(Records contained in a dataset)
********************

PR #72, opened 2016-01-21
Add `include_types` option to filter deltas

### LINKED ISSUE #68: Add `include_types` for deltas filter
https://www.nylas.com/docs/platform/?curl#filtered_deltas

Now there is only exclude_types

DakotaNelson:
`include_types` is now a valid parameter for both `delta_stream` and
`deltas`. Note that positional parameters for those two functions are
now in a different order after the addition of the `include_types`
parameter.

Closes #68.

### DIFF
--- a/lib/inbox.rb
+++ b/lib/inbox.rb
@@ -258,13 +258,13 @@ module Inbox
     def _build_types_list(types)
       type_string = ""
       types.each do |value|
-        count = 0
         if OBJECTS_TABLE.has_value?(value)
           param_name = OBJECTS_TABLE.key(value)
           type_string += "#{param_name},"
         end
       end
 
+      # remove the dangling comma on the end of the string
       type_string = type_string[0..-2]
     end
 
@@ -279,10 +279,6 @@ module Inbox
         filter_string = _build_exclude_types(exclude_types)
       elsif include_types.any?
         filter_string = _build_include_types(include_types)
-      end
-
-      if include_types.any?
-        include_string = _build_include_types(include_types)
       end
 
       # loop and yield deltas until we've come to the end.
@@ -339,9 +335,7 @@ module Inbox
 
       if exclude_types.any?
         filter_string = _build_exclude_types(exclude_types)
-      end
-
-      if include_types.any?
+      elsif include_types.any?
         filter_string = _build_include_types(include_types)
       end
 
--- a/lib/inbox.rb
+++ b/lib/inbox.rb
@@ -258,13 +258,13 @@ module Inbox
     def _build_types_list(types)
       type_string = ""
       types.each do |value|
+        count = 0
         if OBJECTS_TABLE.has_value?(value)
           param_name = OBJECTS_TABLE.key(value)
           type_string += "#{param_name},"
         end
       end
 
-      # remove the dangling comma on the end of the string
       type_string = type_string[0..-2]
     end
 
@@ -279,6 +279,10 @@ module Inbox
         filter_string = _build_exclude_types(exclude_types)
       elsif include_types.any?
         filter_string = _build_include_types(include_types)
+      end
+
+      if include_types.any?
+        include_string = _build_include_types(include_types)
       end
 
       # loop and yield deltas until we've come to the end.
@@ -326,15 +330,8 @@ module Inbox
       end
     end
 
-    def delta_stream(cursor, options={})
+    def delta_stream(cursor, exclude_types=[], include_types=[], timeout=0, expanded_view=false)
       raise 'Please provide a block for receiving the delta objects' if !block_given?
-
-      raise 'Options argument must be a hash' unless options.is_a? Hash
-
-      exclude_types = options[:exclude_types] || []
-      include_types = options[:include_types] || []
-      timeout = options[:timeout] || 0
-      expanded_view = options[:expanded_view] || false
 
       if exclude_types.any? and include_types.any?
         raise "Cannot pass both include_types and exclude_types parameters"
@@ -342,7 +339,9 @@ module Inbox
 
       if exclude_types.any?
         filter_string = _build_exclude_types(exclude_types)
-      elsif include_types.any?
+      end
+
+      if include_types.any?
         filter_string = _build_include_types(include_types)
       end
 
--- a/lib/inbox.rb
+++ b/lib/inbox.rb
@@ -326,8 +326,15 @@ module Inbox
       end
     end
 
-    def delta_stream(cursor, exclude_types=[], include_types=[], timeout=0, expanded_view=false)
+    def delta_stream(cursor, options={})
       raise 'Please provide a block for receiving the delta objects' if !block_given?
+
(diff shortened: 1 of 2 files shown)


lib/inbox.rb
```diff
@@ -237,32 +237,45 @@ def latest_cursor
...
         end
       end
 
-      exclude_string = exclude_string[0..-2]
+      type_string = type_string[0..-2]
     end
 
-    def deltas(cursor, exclude_types=[], expanded_view=false)
-      return enum_for(:deltas, cursor, exclude_types, expanded_view) unless block_given?
+    def deltas(cursor, exclude_types=[], include_types=[], expanded_view=false)
```
DakotaNelson: Note that this could impact compatibility in existing code.

lib/inbox.rb
```diff
@@ -305,17 +318,23 @@ def deltas(cursor, exclude_types=[], expanded_view=false)
       end
     end
 
-    def delta_stream(cursor, exclude_types=[], timeout=0, expanded_view=false)
+    def delta_stream(cursor, exclude_types=[], include_types=[], timeout=0, expanded_view=false)
```
DakotaNelson: This could also impact existing code.

lib/inbox.rb
```diff
@@ -237,32 +237,45 @@ def latest_cursor
...
         count = 0
         if OBJECTS_TABLE.has_value?(value)
           param_name = OBJECTS_TABLE.key(value)
-          exclude_string += "#{param_name},"
+          type_string += "#{param_name},"
         end
       end
 
-      exclude_string = exclude_string[0..-2]
+      type_string = type_string[0..-2]
```
khamidou: It's not obvious why you're doing this. Could you add a comment?

lib/inbox.rb
```diff
@@ -237,32 +237,45 @@ def latest_cursor
...
+
+    def _build_include_types(types)
+      include_string = "&include_types=" + _build_types_list(types)
+    end
 
-      exclude_types.each do |value|
+    def _build_types_list(types)
+      type_string = ""
+      types.each do |value|
         count = 0
```
khamidou: What's the use of `count` here?

lib/inbox.rb
khamidou: Why would it impact compatibility? Does it make sense to set to `[]` by default?

lib/inbox.rb
```diff
@@ -305,17 +318,23 @@ def deltas(cursor, exclude_types=[], expanded_view=false)
...
+        filter_string = _build_exclude_types(exclude_types)
+      end
+
+      if include_types.any?
+        filter_string = _build_include_types(include_types)
       end
 
       # loop and yield deltas indefinitely.
-      path = self.url_for_path("/delta/streaming?exclude_folders=false&cursor=#{cursor}#{exclude_string}")
+      path = self.url_for_path("/delta/streaming?exclude_folders=false&cursor=#{cursor}#{filter_string}")
```
khamidou: Why pass only `filter_string` to the URL?

lib/inbox.rb
DakotaNelson: Very good question - I had completely ignored it. It looks like it must be left over from some old code. I just removed it.

lib/inbox.rb
DakotaNelson: Done!

lib/inbox.rb
DakotaNelson: My thinking is that if someone has set `expanded view` in their code (as a positional argument), it's now in the wrong order.

I'm using an empty array here as a sentinel, more than anything - see a few lines down where it tests to see if there's anything in the array (`if include_types.any?`), and ignores the parameter if not.

lib/inbox.rb
DakotaNelson: Since we can only have either an `include_types` or `exclude_types` parameter, and never both, `filter string` is either of the form `&include_types=a,b,c` or `&exclude_types=a,b,c`. (or it's empty, if neither is passed)

lib/inbox.rb
khamidou: Hmm, If I recall correctly, Ruby does weird thing with positional arguments (i.e: https://eval.in/506574). It would be pretty useful if you could either:
- figure out how to not break backward compatibility
- otherwise refactor the function by using a parameter hash.

lib/inbox.rb
khamidou: Okay then make it explicit by having an if/else block instead of two consecutive if blocks in L328-332.

DakotaNelson: Yep, that's already in place as of 34221a09a1629affc837c6c820c748b8c958f486.

lib/inbox.rb
DakotaNelson: The way I had originally considered was to make the function footprint be `deltas(cursor, exclude_types=[], expanded_view=false, include_types=[])`, which preserves compatibility but is a little weird.

Thoughts on that vs. refactor into a parameter hash? I worry that will break compatibility anyway, but it'll be less weird and make things easier in the future if more parameters are added.

DakotaNelson: If we're willing to break compatibility with Ruby < 2, we can refactor to have the function footprint be:

`deltas(cursor, exclude_types: [], include_types: [], expanded_view: [])`

Which gives us great backward compatibility in the future, at the cost of breaking it now for a subset of people (anyone calling `deltas` with any parameter other than just `cursor` will have issues) and also losing support for older ruby.

lib/inbox.rb
modernptz: I think better to use hash as parameter here e.g.:  {include: :messages, exclude: :files, :threads, expanded_view: true}

lib/inbox.rb
khamidou: Okay, let's do this!

khamidou:
@DakotaNelson can you address my last comment so I can merge this?

lib/inbox.rb
stevenharman: Note... the `nylas` Ruby Gem v2.0 was release the other day and this change was NOT in there. If this is merged, we'll want to bump to v3.0 to indicate the breaking change per SemVer.

stevenharman: Also, as I'd suggested in #38, using keyword args would make this far cleaner, and allow for a non-breaking API going forward.

If we're going to have a breaking change, I think we should move to keyword args across the board - they allow a more flexibility in future changes, while actually reducing coupling. Specifically, keyword arguments are an example of [Connascence of Name, which is preferable to Connascence of Position](https://en.wikipedia.org/wiki/Connascence_(computer_programming)).

zspencer:
Thanks @DakotaNelson ! I may use this when we start resolving #68 in Version 3.3.

zspencer:
Deprecated by https://github.com/nylas/nylas-ruby/pull/131

I would be in favor of either a different class that we could use to prototype the keyword argument versions of the CLI and give an upgrade path that we could deprecate when moving to `4.0`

********************

→ ACTIVITY:
What this exercise asks for is every line of the data above with the word "using".

→ RESULT:
I'm using an empty array here as a sentinel, more than anything - see a few lines down where it tests to see if there's anything in the array (`if include_types.any?`), and ignores the parameter if not.
- otherwise refactor the function by using a parameter hash.
stevenharman: Also, as I'd suggested in #38, using keyword args would make this far cleaner, and allow for a non-breaking API going forward.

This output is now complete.